PR #294, opened 2020-07-17
adding powershell and fish and modifying helpers

viniciusramosdefaria:
**- What I did**
Added missing helpers and autocomplete

**- How to verify it**
See if `rit completion` reflects:
```
Add autocomplete for terminal, Available for (zsh, bash, fish, powershell).

Examples:
rit completion zsh

Available Commands:
  bash        Add bash autocomplete for terminal, --help to know how to use
  fish        Add fish autocomplete for terminal, --help to know how to use
  powershell  Add powerShell autocomplete for terminal, --help to know how to use
  zsh         Add zsh autocomplete for terminal, --help to know how to use

```

### DIFF
--- a/pkg/cmd/autocomplete.go
+++ b/pkg/cmd/autocomplete.go
@@ -40,9 +40,19 @@ func NewAutocompleteZsh(g autocomplete.Generator) *cobra.Command {
 
 	return &cobra.Command{
 		Use:     zsh.String(),
-		Short:   "Add zsh autocomplete for terminal",
-		Long:    "Add zsh autocomplete for terminal",
-		Example: "rit completion zsh",
+		Short:   "Add zsh autocomplete for terminal, --help to know how to use",
+		Long:    `
+Add bash autocomplete for terminal
+Only works if zsh auto completion is installed.
+
+To test run: 
+ $ rit completion zsh | source
+
+To install run: 
+ $ echo "[[ -r "/usr/local/bin/rit" ]] && rit completion zsh > ~/.rit_completion" >> ~/.zshrc
+
+`,
+		Example: "rit completion zsh | source",
 		RunE:    a.runFunc(),
 	}
 }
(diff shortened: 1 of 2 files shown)


pkg/cmd/autocomplete.go
```diff
@@ -40,9 +40,19 @@ func NewAutocompleteZsh(g autocomplete.Generator) *cobra.Command {
...
+		Short:   "Add zsh autocomplete for terminal, --help to know how to use",
+		Long:    `
+Add bash autocomplete for terminal
+Only works if zsh auto completion is installed.
+
+To test run: 
+ $ rit completion zsh | source
+
+To install run: 
+ $ echo "[[ -r "/usr/local/bin/rit" ]] && rit completion zsh > ~/.rit_completion" >> ~/.zshrc
```
viniciussousazup, line 52:
```suggestion
 $ echo "[[ -r "/usr/local/bin/rit" ]] && rit completion zsh | source" >> ~/.zshrc
```

i guess only save completion on ~/.rit_completion don't work if the user not call "source ~/.rit_completion  "

pkg/cmd/autocomplete.go
```diff
@@ -53,9 +63,19 @@ func NewAutocompleteBash(g autocomplete.Generator) *cobra.Command {
...
+		Short:   "Add bash autocomplete for terminal, --help to know how to use",
+		Long:    `
+Add bash autocomplete for terminal
+Only works if bash auto completion is installed.
+
+To test run: 
+ $ rit completion bash | source
+
+To install run: 
+ $ echo "[[ -r "/usr/local/bin/rit" ]] && rit completion bash > ~/.rit_completion" >> ~/.bashrc
```
viniciussousazup, line 75:
```suggestion
 $ echo "[[ -r "/usr/local/bin/rit" ]] && rit completion bash | source" >> ~/.bashrc
```
i guess only save completion on ~/.rit_completion don't work if the user not call "source ~/.rit_completion  "

pkg/cmd/autocomplete.go
```diff
@@ -40,9 +40,19 @@ func NewAutocompleteZsh(g autocomplete.Generator) *cobra.Command {
 
 	return &cobra.Command{
 		Use:     zsh.String(),
-		Short:   "Add zsh autocomplete for terminal",
-		Long:    "Add zsh autocomplete for terminal",
-		Example: "rit completion zsh",
+		Short:   "Add zsh autocomplete for terminal, --help to know how to use",
+		Long:    `
+Add bash autocomplete for terminal
```
viniciussousazup, line 45:
```suggestion
Add zsh autocomplete for terminal
```

pkg/cmd/autocomplete.go
viniciusramosdefaria: I added the line:

` echo "source ~/.rit_completion" >> ~/.bashrc`
To solve the missing stuff.
The reason we need to do this way is that when running on macOS stuff breaks if you do like you mentioned. I don't know why LOL.

pkg/cmd/autocomplete.go
viniciusramosdefaria: I added the line:

` echo "source ~/.rit_completion" >> ~/.zsh `

To solve the missing stuff.
The reason we need to do this way is that when running on macOS stuff breaks if you do like you mentioned. I don't know why LOL.

PR #323, opened 2020-07-30
Fix/list credential

victor-schumacher:
**- What I did**
We change how the values ​​of the credentials are shown;
Before, long credentials, in the worst case scenario, had 50% of them cut off, causing the wrong impression;
Now, we show the first 4 characters and hide the rest

**- How to verify it**
rit list credential;
You need a credential with more then 20 characters

rit list credential improvement

### DIFF
--- a/pkg/credential/settings.go
+++ b/pkg/credential/settings.go
@@ -84,7 +84,6 @@ func formatCredValue(credential string) string {
 				break
 			}
 			resumedCredential = append(resumedCredential, r)
-
 		}
 		return string(resumedCredential) + "..."
 	} else {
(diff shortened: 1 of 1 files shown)


pkg/credential/settings.go
```diff
@@ -73,15 +73,17 @@ func formatCredential(credential string) string {
 
 	return strings.Join(splitedCredential, "\"")
 }
-
```
brunasilvazup, line 76: I think this line stays, right?

victor-schumacher: @brunasilvazup 
Right. As it was already merged, i will add the line back on my next pull request. Thanks!

PR #327, opened 2020-07-30
Adding ansible credentials and bugfix for 2.0

henriquemoraes8:
- What I did

Adoption has been working on formulas for the API Manager team. One of them requires the provisioning of some hcl files to the cluster, which is done with Ansible. So it is being added to the pool of credentials

There was a bug in when adding a new credential provider, it would not be listed because the default credentials were only added if there was no config file. Upon further investigation, I think this file is not rewritten on updates as well. So the solution was to check a diff of the default credentials vs the current config.json file

- How to verify it
Run rit set credential and check for the existence of ansible option

- Description for the changelog
Added ansible support to rit set credential


pkg/credential/settings.go
```diff
@@ -130,11 +131,39 @@ func (s Settings) WriteCredentialsFields(fields Fields, path string) error {
 // WriteDefault is a non override version of WriteCredentialsFields
 // used to create providers.json if user dont have it
 func (s Settings) WriteDefaultCredentialsFields(path string) error {
-	if !s.file.Exists(path) {
-		err := s.WriteCredentialsFields(NewDefaultCredentials(), path)
-		return err
+	fieldsToWrite := NewDefaultCredentials()
+	if s.file.Exists(path) {
+		configFile, err := fileutil.ReadFile(path)
```
viniciussousazup, line 136: Deprecated: use the stream package to work with files and directories

pkg/credential/settings.go
```diff
@@ -130,11 +131,39 @@ func (s Settings) WriteCredentialsFields(fields Fields, path string) error {
...
+
+		// Avoid I/O consumption if there is nothing to change
+		if len(diff) == 0 {
+			return nil
+		}
+
+		for _, key := range diff {
+			(*credentialFields)[key] = fieldsToWrite[key]
+		}
+		fieldsToWrite = *credentialFields
```
viniciussousazup, line 163: I think this logic got a little complicated, maybe write some tests in settings_test.go ? You can make a mock of FileReader and FileWriter to assert if function  WriteDefaultCredentialsFields is right

henriquemoraes8: Hey, they are there, please check `TestSingleSettings_WriteDefaultCredentialsOnExistingFile` the test:
* Creates a temp file
* Writes a file with custom credentials
* Calls the method into this highlighted flow above
* Reads the resulting file and checks for the default credentials + custom ones
* Removes the file

I feel that using mocks we would be masking the expected behaviour here, so it is done mockless

henriquemoraes8: I have suggested separating custom from default credentials into two files and then listing them together to simplify logic. Then on every ritchie upgrade we could delete the the default and rewrite it without losing custom credentials and without using this logic. It would actually avoid this method entirely which runs on every credential call.

viniciussousazup: maybe just join the saved fields with the default fields:

```go
		// Join saved fields and default fields
		credentialFields := Fields{}
		err = json.Unmarshal(configFile, &credentialFields)
		if err != nil {
			return err
		}
		for k, v := range fieldsToWrite {
			credentialFields[k] = v
		}

		// Avoid I/O consumption if there is nothing to change
		if len(credentialFields) == len(fieldsToWrite) {
			return nil
		}

		fieldsToWrite = credentialFields
```

PR #332, opened 2020-07-30
Change build formulas behavior

kaduartur:
**- What I did**
- Removed docs dir from build formula list
- Removed `--local` and added `--docker` flag
- Check if build.bat file exist before to build a formula on Windows
- Add `--rm` in docker run command
- Check stderr when to build a formula locally on Windows
- Remove **/bin** when the formula building fail
- Now, formulas containers are built with the same formula name

**- How to verify it**
- Run unit tests
- Create and build a new formula on Windows


fabianofernandeszup:
@kaduartur Is this change to the --docker flag back to how it was in v1?
In v2 shouldn't the docker run be the default?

========

WHAT YOU HAVE TO DO:
Using the entries above, count the lines that have the string "shown" in them. Answer with that number only.

WRITTEN SOLUTION:
3